Busy Boris Johnson has, allegedly, returned from his elongated holiday. A global crisis was not enough to get him to send a sympathy card to Qassem Soleimani’s family. But, according to an anonymous Downing Street “source”, he is back in the UK and has set his alarm for Prime Minister’s Questions.
PMQs is an anachronistic ritual in which the Prime Minister is questioned and expected to answer. Johnson has shown his support for this tradition by staying away, as he cannot then be accused of lying.
However, the first PMQs of the year is different. Johnson has been warned that if he doesn’t turn up this time there is no point calling it Prime Minister’s Questions. Nobody is interested in Random Numpty’s Questions. So he has set his alarm clock for noon on the dot so he might catch the last five minutes of it.
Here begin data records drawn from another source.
PR #214, opened 2024-05-02
Move formatting of explanations into the report formatter 

konstin:
Move the explanation formatting from `DefaultStringReporter` to the `ReportFormatter` trait, so they can be overridden downstream (https://github.com/astral-sh/uv/blob/20e9589662396ca655e253c48afe7c60e05a6590/crates/uv-resolver/src/pubgrub/report.rs#L33). Upstreamed from https://github.com/astral-sh/pubgrub/pull/19.

This resolves a large chunk of our diff with upstream (dev to uv main is 1278 lines, this PR to uv main is 743, measured as `git diff <branch>..konsti/main-rebase-generic-reason | wc -l`.

### DIFF
--- a/examples/unsat_root_message_no_version.rs
+++ b/examples/unsat_root_message_no_version.rs
@@ -2,7 +2,7 @@
 
 use pubgrub::error::PubGrubError;
 use pubgrub::range::Range;
-use pubgrub::report::Reporter;
+use pubgrub::report::{Derived, Reporter};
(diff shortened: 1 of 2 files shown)


Eh2406 (approved):
Seems reasonable, but I will leave final merge to @zanieb who has the deepest understanding of this code.

zanieb (approved):
Yeah I think these makes a lot of sense as part of the formatter.

mpizenberg:
Thanks for backporting that work from uv!

Issue #923, opened 2025-02-06
Error Boundary for TresCanvas


alvarosabu:
## Description

As a developer using TresJS, I need a way to gracefully handle and display runtime errors that occur within the TresCanvas component and its children. This would improve the development experience and make it easier to debug issues in production.

## Motivation
Currently, when an error occurs within TresCanvas or any of its child components (lights, meshes, materials, etc.) or threejs, the error can cause the entire application to crash or render a blank canvas without any meaningful feedback. This makes it difficult to:

1. Identify the source of the error
2. Debug issues in development
3. Provide a fallback UI in production
4. Handle errors gracefully without affecting the rest of the application

## Proposal

Add an Error Boundary feature to TresCanvas that would:

1. Catch runtime errors in:
   - Scene initialization
   - Component mounting/unmounting
   - Animation frame updates
   - Resource loading (textures, models, etc.)
   - Child component errors

2. Provide a customizable error display that shows:
   - Error message and stack trace (in development)
   - Component tree path to the error
   - Simplified error message (in production)

3. Include built-in error handling for common ThreeJS-specific errors:
   - WebGL context loss
   - Texture loading failures
   - Geometry errors
   - Material compilation errors

### Implementation Details

```vue
<template>
  <TresCanvas
    :error-boundary="true"
    :error-fallback="customErrorComponent"
    @error="handleError"
  >
    <!-- Scene content -->
  </TresCanvas>
</template>
```

The error boundary would inject necessary CSS styles automatically for the error display, eliminating the need for external CSS files. The styles would be scoped to the error boundary container to avoid conflicts.

### Default Error Display
The default error display would be a styled overlay with:
- Error message
- Stack trace (in development)
- Retry button
- Option to copy error details
- Responsive design that maintains the canvas aspect ratio

```typescript
// Internal styling injection
const errorStyles = `
  .tres-error-boundary {
    position: relative;
    width: 100%;
    height: 100%;
    background: rgba(30, 30, 30, 0.95);
    color: #fff;
    font-family: monospace;
    padding: 1rem;
    overflow: auto;
  }
  .tres-error-message {
    color: #ff5555;
    margin-bottom: 1rem;
  }
  .tres-error-stack {
    font-size: 0.9em;
    white-space: pre-wrap;
  }
  .tres-error-retry {
    background: #4a4a4a;
    border: none;
    color: white;
    padding: 0.5rem 1rem;
    margin-top: 1rem;
    cursor: pointer;
  }
`
```

[...]

PR #1048, opened 2025-06-22
feat: 1047 warn user if the canvas has no area

Tinoooo:


alvarosabu:
Should we scope this one as part of #923 ?

Tinoooo:
@alvarosabu 
> Should we scope this one as part of #923 ?

I understand #923 as something that catches console errors and warnings like the one I added. I'm not entirely sure what you mean with scoping it as part of #923. I suggest merging this MR to next and adjusting the warning if needed in #923.

src/components/TresCanvas.vue
```diff
@@ -244,6 +245,16 @@ onMounted(() => {
   if (import.meta.hot && context.value) { import.meta.hot.on('vite:afterUpdate', () => handleHMR(context.value as TresContext)) }
 })
 
+// warn if the canvas has no area
+onMounted(async () => {
+  await promiseTimeout(3000)
+
+  if (context.value && (!context.value.sizes.width || !context.value.sizes.height.value)) {
+    const windowSizePropName: keyof Pick<TresCanvasProps, 'windowSize'> = 'windowSize'
+    console.warn(`TresCanvas: The canvas has no area, so nothing can be rendered. Set it manually or use the prop ${windowSizePropName}.`)
```
alvarosabu:
```suggestion
    console.warn(`TresCanvas: The canvas has no area, so nothing can be rendered. Set it manually on the parent element or use the prop ${windowSizePropName}.`)
```

Issue #921, opened 2025-02-06
v5


alvarosabu:
### Description

This issue contains the discussion for the new major version v5.

## Goals 

- Stabilize ecosystem
- Improve the event handling system
- Reduce performance memory leaks
- WebGPU support
- Refactor several composables APIs

### Wishlist 

- useTresContextProvider orchestration separation of concerns into different composables
   - Rethink `useTresReady`
   - Move related logic to `useRenderer` https://github.com/Tresjs/tres/blob/90e1e94aac04681c4a428fcd7d139e444d33d789/src/composables/useTresContextProvider/index.ts#L112C2-L142C4
  - Move `setupDevtools` to TresCanvas
- Refactor `useTresContextProvider` createInjectionState https://vueuse.org/shared/createInjectionState/
- Refactor useRenderer
   - Don't recreate the renderer
   - Remove presets
   - Update renderer options that are updatable at runtime. (consider defaults without plainRenderer)
- Add `:renderer` prop. (WebGPU)
- Remove `useSeek`
- Remove spreading of useCamera composable on the context state
- Add CI for typecheck (vue-tsc)

alvarosabu:
Hi @AntoninRousset is not inside of our Roadmap right now due to capacity constraints, but we are open to having a community package similar of pmndr's package https://github.com/pmndrs/react-three-offscreen 

Would you be available to help us build that?

daLeiStrive:
So, when are you planning to support the features of WebGPU?

Tinoooo:
> So, when are you planning to support the features of WebGPU?

@daLeiStrive I answered your question before. WebGPU will be available with v5 (see [this issue](https://github.com/Tresjs/tres/issues/883)). See the sub-issues above.

PR #1060, opened 2025-07-23
chore: 1059 fix typecheck errors in docs

Tinoooo:


docs/app/components/examples/web-gpu/HologramCube.vue
```diff
@@ -45,8 +46,9 @@ material.colorNode = Fn(() => {
 })()
 
 watch(model, (newModel) => {
-  newModel.traverse((child) => {
-    if (child.isMesh) {
+  newModel?.traverse((child) => {
+    const isMesh = (child: Object3D): child is Mesh => 'isMesh' in child && !!(child.isMesh)
```
alvarosabu: (not-blocking):

I think I'm having a stroke with the readability of this line due to typescript 😵‍💫. Maybe we should add it as a util on the core package? @Tinoooo

Tinoooo: It exists in core, but unfortunately these utility methods are not exported. I didn't change that to keep the amount of changes small.
How would you change it to make it more readable? To me it looks like a pretty typical type guard.

alvarosabu: I think we should export it then, if users need to replicate this type guard to have type safety on traverse items of the model is not definitely not ideal, consider that most of our typescript users (included me) that type guard is not easy to read.

For end user we should aim for: 

```ts
if(isMesh(child)) {

}
```

Tinoooo: I created [this issue](https://github.com/Tresjs/tres/issues/921?issue=Tresjs%7Ctres%7C1062) for that. Solving it here would exceed the scope of this PR.
But still, imo the type guard would look similar inside in the core package as it does in the above mentioned code snippet. @alvarosabu Please let me know how you want it to look to be more readable.

alvarosabu (approved):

Johnson apologist Mark O’Vonner explained the PM’s position. “Apart from horizontal, ha ha!” he quipped. “They say absence makes the heart grow fonder. Everyone loves someone who isn’t there. That’s why Boris is keeping a low profile, his approval ratings are going through the roof!”
The Soleimani affair is a case in point, claims O’Vonner. “It’s best in such instances to keep out of sight,” he said. “If there is nothing you can say to improve matters, it’s better to say nothing at all. Boris has better things to do with his time than to criticise President Trump or to turn up in parliament.”
Experienced Boris watchers agree that building a bridge from Number Ten to Westminster might be enough to tempt him out of bed and into work a little more often. So when he arrives, several hours late, bleary and tousled from a long morning’s trysting, he can quite literally take the high ground, and be hailed as a hero.
Even better if parliament installs a nice handy fridge in case any of the questions are a bit tricky.